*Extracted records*
PR #164, opened 2022-01-17
More Websocket improvements

AngellusMortis:
* Force re-auth on multiple reconnect failures
* Log Websocket exceptions
* Ensure only a single connection attempt is ever made
* Improves disconnection/reconnect log messages
* Fix timeout if Websocket connect fails

### DIFF
--- a/pyunifiprotect/websocket.py
+++ b/pyunifiprotect/websocket.py
@@ -8,6 +8,7 @@ from aiohttp import ClientSession, ClientWebSocketResponse, WSMessage, WSMsgType
 
 _LOGGER = logging.getLogger(__name__)
 CALLBACK_TYPE = Callable[..., Coroutine[Any, Any, Optional[Dict[str, str]]]]
+RECENT_FAILURE_CUT_OFF = 30
 
 
 class Websocket:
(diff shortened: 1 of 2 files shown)


AngellusMortis:
Been running this one a little over a day in my prod instance already. Looks like it fixes various of issues from the previous PR. I have not seen re-connect failures since (still maybe take more than a day of running to verify and I have been doing some network maintenance today as well causing restarts for HA).

pyunifiprotect/websocket.py
```diff
@@ -64,25 +69,51 @@ def _process_message(self, msg: WSMessage) -> bool:
...
         try:
+            self._ws_connection = await session.ws_connect(self.url, ssl=self.verify, headers=self._headers)
+            start_event.set()
+
             await self._reset_timeout()
             async for msg in self._ws_connection:
                 if not self._process_message(msg):
                     break
                 await self._reset_timeout()
+        except Exception as e:  # pylint: disable=broad-except
```
bdraco, line 85: Can you make this less broad ?

AngellusMortis: Networking errors tend to be very broad, and it is hard to catch them all. I could make it the aiohttp base exception, but it maybe miss others. There is an `except Exception` further up the line that catches anything that was missed, but this does ensure the errors are always logged properly for us.

bdraco: The one a few lines up seems fine since it is protecting against code we don't control.  We should be able to know all the exceptions the downline will throw in this case.

bdraco (approved):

*DESCRIPTION OF THE TASK*
Set down, unchanged, the line that contains "Been running this" together with every later line in the records, through the last one.

*RESULT OF THE TASK*
Been running this one a little over a day in my prod instance already. Looks like it fixes various of issues from the previous PR. I have not seen re-connect failures since (still maybe take more than a day of running to verify and I have been doing some network maintenance today as well causing restarts for HA).

pyunifiprotect/websocket.py
```diff
@@ -64,25 +69,51 @@ def _process_message(self, msg: WSMessage) -> bool:
...
         try:
+            self._ws_connection = await session.ws_connect(self.url, ssl=self.verify, headers=self._headers)
+            start_event.set()
+
             await self._reset_timeout()
             async for msg in self._ws_connection:
                 if not self._process_message(msg):
                     break
                 await self._reset_timeout()
+        except Exception as e:  # pylint: disable=broad-except
```
bdraco, line 85: Can you make this less broad ?

AngellusMortis: Networking errors tend to be very broad, and it is hard to catch them all. I could make it the aiohttp base exception, but it maybe miss others. There is an `except Exception` further up the line that catches anything that was missed, but this does ensure the errors are always logged properly for us.

bdraco: The one a few lines up seems fine since it is protecting against code we don't control.  We should be able to know all the exceptions the downline will throw in this case.

bdraco (approved):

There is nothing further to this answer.